PR #4204, opened 2024-07-15
Sync to cloudflare

ashwindasr:
Follows https://github.com/openshift-eng/aos-cd-jobs/pull/4201

Alongside https://github.com/openshift-eng/art-tools/pull/779

In this PR:
- Using `env.CLOUDFLARE_ENDPOINT` to handle groovy string interpolation, in bash scripts, we can skip `.env`
- Syncing to cloudflare uses the `--profile` param, hence syncing to AWS will work since its set as default.


ashwindasr:
/hold

need to rebase

PR #4241, opened 2024-08-30
remote output reading logic

Ximinhan:
we used to have some logic in Jenkins rely on output, now all steps are in python, the output is not useful anymore


joepvd (approved):
/lgtm

PR #4246, opened 2024-09-12
add option to skip get-nightlies

ashwindasr:
Along side https://github.com/openshift-eng/art-tools/pull/924


ashwindasr:
/approve

will run a test with https://github.com/openshift-eng/art-tools/pull/924 before merging that one in

PR #4247, opened 2024-09-12
update gen-assembly NIGHTLIES param help

ashwindasr:
related to https://github.com/openshift-eng/art-tools/pull/925

the automation checks the presence of "priv" in the nightly name to figure out where to look (private / public release controller)

### DIFF
--- a/jobs/build/gen-assembly/Jenkinsfile
+++ b/jobs/build/gen-assembly/Jenkinsfile
@@ -39,7 +39,7 @@ node {
                         ),
                         string(
                             name: "NIGHTLIES",
-                            description: "(Optional) List of nightlies to match with <code>doozer get-nightlies</code> (if empty, find latest)",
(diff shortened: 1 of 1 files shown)


jobs/build/gen-assembly/Jenkinsfile
```diff
@@ -39,7 +39,7 @@ node {
                         ),
                         string(
                             name: "NIGHTLIES",
-                            description: "(Optional) List of nightlies to match with <code>doozer get-nightlies</code> (if empty, find latest)",
+                            description: "(Optional for public nightlies) List of nightlies to match with <code>doozer get-nightlies</code> (if empty, find latest). If preparing from private nightlies, provide the amd64 nightly as parameter.",
```
thegreyd, line 42: why only amd64? I think it should be "provide all nightlies for desired arches"

ashwindasr: the code will auto fetch the other arches.

thegreyd: ah. Then I'd suggest "provide the amd64 nightly to match"

ashwindasr: updated

PR #4252, opened 2024-09-24
add required env GOOGLE_APPLICATION_CREDENTIALS

Ximinhan:


joepvd:
Think this job does not need access to the konflux db. Let's not give it the credentials. 

/hold

PR #4271, opened 2024-10-17
limit logrotator to 15 days and clean workspace

Ximinhan:
the scan-for-kernel-bugs job now take 15GB on buildvm because it store all history builds and save art-tools in artifacts for each job, this pr clean them to save some spaces


joepvd (approved):
/lgtm

PR #4273, opened 2024-10-22
Dump versions at init

thegreyd:
Test run: https://art-jenkins.apps.prod-stable-spoke1-dc-iad2.itup.redhat.com/job/aos-cd-builds/job/build%252Fcheck-bugs/176/console

This is so that we know which version of oc binary is used in a job run

### DIFF
--- a/pipeline-scripts/buildlib.groovy
+++ b/pipeline-scripts/buildlib.groovy
@@ -9,6 +9,13 @@ GITHUB_URLS = [:]
 GITHUB_BASE_PATHS = [:]
 GITHUB_BASE = "git@github.com:openshift"
 
+// dump important tool versions to console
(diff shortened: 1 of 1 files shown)


pipeline-scripts/buildlib.groovy
```diff
@@ -9,6 +9,13 @@ GITHUB_URLS = [:]
 GITHUB_BASE_PATHS = [:]
 GITHUB_BASE = "git@github.com:openshift"
 
+// dump important tool versions to console
+def dump_versions() {
+    sh "oc version --client"
```
thegreyd, line 14:
```suggestion
    sh "ls -l $(which oc)"
    sh "oc version --client"
```

PR #4292, opened 2024-11-19
Adjust poll-payload actions

joepvd:
The poll-payload job runs on a schedule and runs other jobs when there is a new green payload. This proposal wants to change the following things:
- start triggering items for 4.19
- stop publishing rpms for releases that are GA. The released repositories are New Enough for the two known consumers:
  - Microshift CI
  - Bring Your Own RHEL customers


vfreex (commented):
/lgtm
/approve

PR #58, opened 2020-04-01
fix: make plugin work in electron renderers

pmmmwh:
This PR removes the dependency on `react-dev-utils/formatWebpackMessages`, which depends on `chalk`. The issue with chalk was that it calls `process`, which will fail in electron environments.


MOZGIII:
I'm pretty sure the root cause is that there should be multiple bundles, per-environment: one for node side and one for browser side. And each has to contain only the necessary code, to avoid invoking the functionality that's not available under a certain environments.

PR #69, opened 2020-04-08
remove check for "react" import

### LINKED ISSUE #67: React module detection doesn't work unless explicitly importing 'react'
And not 'react/index.js' or whatever. That's fine, but what I'm doing within our codebase is:

1. Babel uses `__react_createElement__` as its JSX pragma and these get injected during `babel-loader`.
2. Webpack's `ProvidePlugin` sees an unbound `__react_createElement__` and imports `node_modules/react/index.js`. (I don't know when this happens; maybe during the module templating? It's after the loaders in any case.)

But the loader in this plugin is looking for `'react'` or `"react"` in my source code. It looks in between step 1 and 2, so it sees `__react_createElement__` but not the import of React from `ProvidePlugin`.

The reason I do this is to avoid the `import react from 'react';` that we don't explicitly use in our source code, and it lets me switch between React and Preact pretty easily. You could justifiably say "don't do that" and just call it an unsupported use case, and I acknowledge that I'm going off the beaten path a bit, so I wouldn't expect something like this to be supported out of the box. However, how would you feel about giving a little bit of control over how modules are detected? The current regex of `/['"]react['"]/` could be the default, but for more _bespoke_ situations I could pass `/\b__react_createElement__\b/` or similar into the plugin options. What do you think? I'm willing to submit a pull request if you're okay with this.

(My other option is to create a loader that looks for my JSX pragma and injects `'react';` as a directive or `/*'react'*/` as a comment. I'll do that just so I can proceed, but it feels a little weird.)

xandris:
Pretty straightforward change :)

Fixes #67

### DIFF
--- a/src/loader/index.js
+++ b/src/loader/index.js
@@ -5,9 +5,6 @@ const RefreshModuleRuntime = Template.getFunctionContent(require('./RefreshModul
   .replace(/^ {2}/gm, '')
   .replace(/\$RefreshUtils\$/g, refreshUtils);
 
-/** A token to match code statements similar to a React import. */
-const reactModule = /['"]react['"]/;
-
 /**
  * A simple Webpack loader to inject react-refresh HMR code into modules.
  *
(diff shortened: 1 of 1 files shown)


pmmmwh:
Thanks for the PR!

PR #91, opened 2020-05-14
fix: handle failure to parse error stack traces

### LINKED ISSUE #90: ErrorStackParser.parse can throw an error
This line can throw, which causes an infinite set of errors.

https://github.com/pmmmwh/react-refresh-webpack-plugin/blob/master/src/overlay/components/RuntimeErrorStack.js#L31

Caused by this line in the library https://github.com/stacktracejs/error-stack-parser/blob/master/error-stack-parser.js#L35

Not sure if this is helpful, but I have an error from the Chrome browser when a video is paused.

```
Uncaught (in promise) DOMException: The play() request was interrupted by a call to pause(). https://goo.gl/LdLk22
```

This error has a few properties, but stack is not one of them:

```javascript
code: 20
message: "The play() request was interrupted by a call to pause(). https://goo.gl/LdLk22"
name: "AbortError"
__proto__: DOMException
```

This can be fixed by catching the exception, though there may be a better way to render an error with no stack trace:

```javascript
let errorStacks;
try {
  errorStacks = ErrorStackParser.parse(props.error);
} catch (e) {
  errorStacks = [];
}
```

mgh:
closes #90

### DIFF
--- a/src/overlay/components/RuntimeErrorStack.js
+++ b/src/overlay/components/RuntimeErrorStack.js
@@ -28,7 +28,14 @@ function RuntimeErrorStack(document, root, props) {
   stackContainer.style.lineHeight = '1.3';
   stackContainer.style.whiteSpace = 'pre-wrap';
 
-  const errorStacks = ErrorStackParser.parse(props.error);
+  let errorStacks;
+  try {
+    errorStacks = ErrorStackParser.parse(props.error);
+  } catch (e) {
+    errorStacks = [];
+    stackContainer.innerHTML = 'No stack trace is available for this error!';
+  }
+
   for (let i = 0; i < Math.min(errorStacks.length, 10); i += 1) {
     const currentStack = errorStacks[i];
 


src/overlay/components/RuntimeErrorStack.js
```diff
@@ -28,7 +28,14 @@ function RuntimeErrorStack(document, root, props) {
   stackContainer.style.lineHeight = '1.3';
   stackContainer.style.whiteSpace = 'pre-wrap';
 
-  const errorStacks = ErrorStackParser.parse(props.error);
+  let errorStacks;
+  try {
+    errorStacks = ErrorStackParser.parse(props.error);
+  } catch (e) {
+    errorStacks = [];
+    stackContainer.innerHTML = 'No stack trace';
```
michaelgmiller1, line 36: might be good to put a JSON dump of props.error as well as e.message for better debug-ability?

mgh: The expected exception is `throw new Error('Cannot parse given Error object');
 ` from https://github.com/stacktracejs/error-stack-parser/blob/master/error-stack-parser.js#L35, which doesn't look particularly useful.  It's also not something an end-user would want to debug -- the error would mainly be useful to authors of this plugin.

michaelgmiller1: got it, fair enough! (I'm not an approver, just looking at pull requests for fun)

pmmmwh: I think 'No stack trace is available for this Error!' seems clearer?

Otherwise I think this is good to merge.

mgh: Updated the message

PR #98, opened 2020-05-21
fix: remove all ES6 syntax

malwilley:
I have the unfortunate need to support IE11, so I noticed some places that were using non-ES5 features. 

I've tested on v0.3.1 and can confirm that IE11 works with these changes (and the polyfill provided in the readme).

### DIFF
--- a/src/runtime/refreshUtils.js
+++ b/src/runtime/refreshUtils.js
@@ -27,7 +27,7 @@ function getReactRefreshBoundarySignature(moduleExports) {
     return signature;
   }
 
-  for (const key in moduleExports) {
+  for (let key in moduleExports) {
     if (key === '__esModule') {
       continue;
     }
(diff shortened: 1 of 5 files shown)


src/runtime/refreshUtils.js
```diff
@@ -27,7 +27,7 @@ function getReactRefreshBoundarySignature(moduleExports) {
     return signature;
   }
 
-  for (const key in moduleExports) {
+  for (let key in moduleExports) {
```
pmmmwh, line 30: I think there's no need to switch to `let` from `const` since IE11 supports both?

malwilley: That was my thought as well! However, it appears that IE11 has one small caveat: https://caniuse.com/#feat=const

> Not supported in for-in and for-of loops

😞

pmmmwh: OH MY GOD IE WHY 🤦

malwilley:
Thanks for the swift response!

pmmmwh:
`v0.3.2` published.

Issue #79, opened 2020-04-22
How to integrate this into non-browser environments?


shirakaba:
I tried integrating this for my custom React renderer which uses a JS environment more similar to Node (e.g. uses `global` rather than `window`). After I aliased `global` as `window`, it got stumped by the lack of an `addEventListener` API:

```
file: node_modules/@pmmmwh/react-refresh-webpack-plugin/src/runtime/errorEventHandlers.js:85:10: JS ERROR TypeError: global.addEventListener is not a function. (In 'global.addEventListener(eventType, eventHandler)', 'global.addEventListener' is undefined)
```

What are the browser dependencies, and can anything be done to decouple it from the browser?

pmmmwh:
> What are the browser dependencies, and can anything be done to decouple it from the browser?

As of now, the core of plugin depends only on the location API (`window.location`) for reload functionality (and socket routing, if you're using WDS). The error overlay integration further depends on `window.addEventListener` and `window.removeEventListener` (and DOM APIs for rendering), because we listens on the `error` and the `unhandledrejection` events.

I'm not sure about your use case, but in reality you could disable the error overlay integration or use a custom error overlay setup to correctly wire up error-like events listening (only on 0.3.0). For the part related to the location API, I'm working on a feature to not force reload when unaccepted updates happen, so after that lands we should be somehow decoupled from the browser.

pmmmwh:
> Can anything be done to decouple it from the browser?

@shirakaba 
I've read a bit on the Node.js process API and it seems that the `uncaughtExceptionMonitor` event would cover what an error overlay requires. However, I'm not sure if that's something that is generally available for custom JS-based renderers. Would like your thoughts before I take any further action.

dangreen:
@pmmmwh in dev environment with ssr this plugin cause the error `ReferenceError: window is not defined`

pmmmwh:
> @pmmmwh in dev environment with ssr this plugin cause the error `ReferenceError: window is not defined`

Can you provide more background information, like where the error originates, whether the plugin is applied for the server bundle, etc.?

Also, see #36 for some solutions others have figured out.

shirakaba:
@pmmmwh Sorry for disappearing! Another project has taken up my full attention for the last month, but it should be finished in a few weeks, after which time I can dedicate more attention back to this.

Thank you very much for responding with details. I'll answer a few things now:

[...]

Issue #36, opened 2020-01-22
Issues working with Webpack Dev Middleware in server rendering environments


manuelbieh:
Hey,

I'm not sure if this has to do with this Webpack plugin or with Webpack itself, with Webpack Dev Middleware and in general, I'm not even sure if this makes sense at all. 

I've just spent two hours to get this really great plugin working in a [custom Server Side Rendering](https://github.com/manuelbieh/react-ssr-setup) environment that's currently using Webpack Dev Middleware (WDM) as Webpack's dev server and Webpack Hot Middleware (WHM) for HMR.

The issues I encountered:
- While my actual server rendered application is served on `localhost:8500`, my WDM is running on port 8501, but the socket connection is always created for  [`window.location.port`](https://github.com/pmmmwh/react-refresh-webpack-plugin/blob/master/src/runtime/createSocket.js#L26) and is not configurable (yet)
- After I manually changed the port to 8501 in `runtime/createSocket.js`, it's still not working. There's an outgoing request to `http://localhost:8501/sockjs-node/info?t=1579726105901` but it looks like WDM isn't listening to a `/socksjs-node/info` route: `Cannot GET /sockjs-node/info`
- `POST /sockjs-node/213/kxx15upe/xhr_streaming` also gives me a 404
- Universal components that are also used on the server side fail because `$RefreshSig$ is not defined`, which seems obvious because they are [only defined when we're in a browser environment](https://github.com/pmmmwh/react-refresh-webpack-plugin/blob/master/src/runtime/ReactRefreshEntry.js#L1-L13).:
```
ReferenceError: $RefreshSig$ is not defined
    at eval (webpack:///./src/shared/i18n/IntlProvider.tsx?:17:10)
    at Module../src/shared/i18n/IntlProvider.tsx (build/server/server.js:5202:1)
  ```

The last one makes sense but maybe we could just `assign () => {}` noops to `global.$RefreshSig$` and `global.$RefreshReg$`?!

After all, I'm not really sure if this plugin does even make sense in universal rendering scenarios. If it does, I'd be happy to get some helpful hints how this could be integrated into my certainly little bit unusual but probably not *that* exotic setup.

// edit:
current state of my implementation attempt can be found here:
https://github.com/manuelbieh/react-ssr-setup/compare/feature/react-refresh

Ephem:
[...]

PR #102, opened 2020-05-29
feat: set react-refresh globals on Webpack require instead of global scope

### LINKED ISSUE #88: Multiple entry points not working correctly
Our team has a config with the form:

```
{
  ...
  entry: {
    entry1: ['file1', 'file2'],
    entry2: ['file3', 'file4'],
  }
}
```

We were very excited to try out `react-refresh-webpack-plugin`, but unfortunately, could not get it working!

Through a process of trial and error, I removed `entry2`, and it started working. I think this is due to the logic in `injectRefreshEntry`, which would double-append react refresh into both entries. Is this intentional behavior?

Thanks!
Mike

pmmmwh:
This PR moves all react-refresh related globals to Webpack's require function instead of renderers' global scope.

This eliminates issues related to:
- Renderers that do not have `window` defined
- Electron/WebWorker/Native-related usage
- Multiple bundles included for the same page

Fixes #88.
Related to #36 and #79.

CC @sokra - if possible please take a look at this (possible issues/optimizations?)


michaelgmiller1:
Very excited for this!! If you need any help testing, happy to lend a hand!

manelio:
About the point

> Multiple bundles included for the same page

That fixes #88:

I modified the webpack-dev-server example this way:

webpack.config.js:
```
...
  entry: {
    main1: './src/index1.js',
    main2: './src/index2.js',
  },
...
```

public/index.html:
```
...
  <body>
    <div id="app1"></div>
    <div id="app2"></div>
  </body>
...

```

src/index1.js:
```
import * as React from 'react';
import { render } from 'react-dom';
import App1 from './App1';
render(<App1 />, document.getElementById('app1'));
```

src/App1.jsx:
```
import * as React from 'react';

function App1() {
  return <h1>Test1</h1>;
}

export default App1;

```

And similarly for index2.js and App2.jsx.

But the behavior is, if I made a change in App1.jsx, the DOM is updated, but nothing happens if I modify App2.jsx.

What does it mean "Multiple bundles included for the same page"? Is not this case?

pmmmwh:
> What does it mean "Multiple bundles included for the same page"? Is not this case?

Sorry I cannot dig into this right now, this might be a regression somewhere.

Can you try make both bundles share the same instance of React and React DOM and see if it works?

pmmmwh:
@manelio

Just add this to your Webpack config, it should work:

```js
module.exports = {
  // ... Other stuff
  optimization: {
    runtimeChunk: 'single',
  },
};
```

vaishnavi1029:
TypeError: $RefreshSig$ is not a function
I am writing tests and getting these error this when I am trying to check before and after context values change.
can you let me know why is this happening and how should I potentially eliminate it

pmmmwh:
You probably shouldn't apply `react-refresh/babel` when running tests.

## What is needed
Extract every line of the records above that contains the word "sees".

## Completed exercise
2. Webpack's `ProvidePlugin` sees an unbound `__react_createElement__` and imports `node_modules/react/index.js`. (I don't know when this happens; maybe during the module templating? It's after the loaders in any case.)
But the loader in this plugin is looking for `'react'` or `"react"` in my source code. It looks in between step 1 and 2, so it sees `__react_createElement__` but not the import of React from `ProvidePlugin`.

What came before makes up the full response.